◆ Task prompt
An exact restatement of every record is required.
─── Dataset records ───
PR #165, opened 2018-11-12
Add support for variable request method

satabin:
In some cases, one may have a generic way of constructing a request out
of several pieces, where the method is passed as a variable of type
`Method`. Add a `method` setter that both set the method and the uri
amkes this possible.


adamw:
Thanks!
Published as 1.5.0-SNAPSHOT, I'll try to do a release in the coming days

PR #168, opened 2018-12-09
Add proxy auth

ybasket:
Some proxies (in my case luminati.io, but it's a general thing) require authentication and sttp so far models this in a way (on `RequestT`, setting the `Proxy-Authentication` header there) which doesn't work for all proxies - forcing the user to manually create the underlying backend before being able to use such a proxy with sttp.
───
◆ Your solution
PR #165, opened 2018-11-12
Add support for variable request method

satabin:
In some cases, one may have a generic way of constructing a request out
of several pieces, where the method is passed as a variable of type
`Method`. Add a `method` setter that both set the method and the uri
amkes this possible.


adamw:
Thanks!
Published as 1.5.0-SNAPSHOT, I'll try to do a release in the coming days

PR #168, opened 2018-12-09
Add proxy auth

ybasket:
Some proxies (in my case luminati.io, but it's a general thing) require authentication and sttp so far models this in a way (on `RequestT`, setting the `Proxy-Authentication` header there) which doesn't work for all proxies - forcing the user to manually create the underlying backend before being able to use such a proxy with sttp.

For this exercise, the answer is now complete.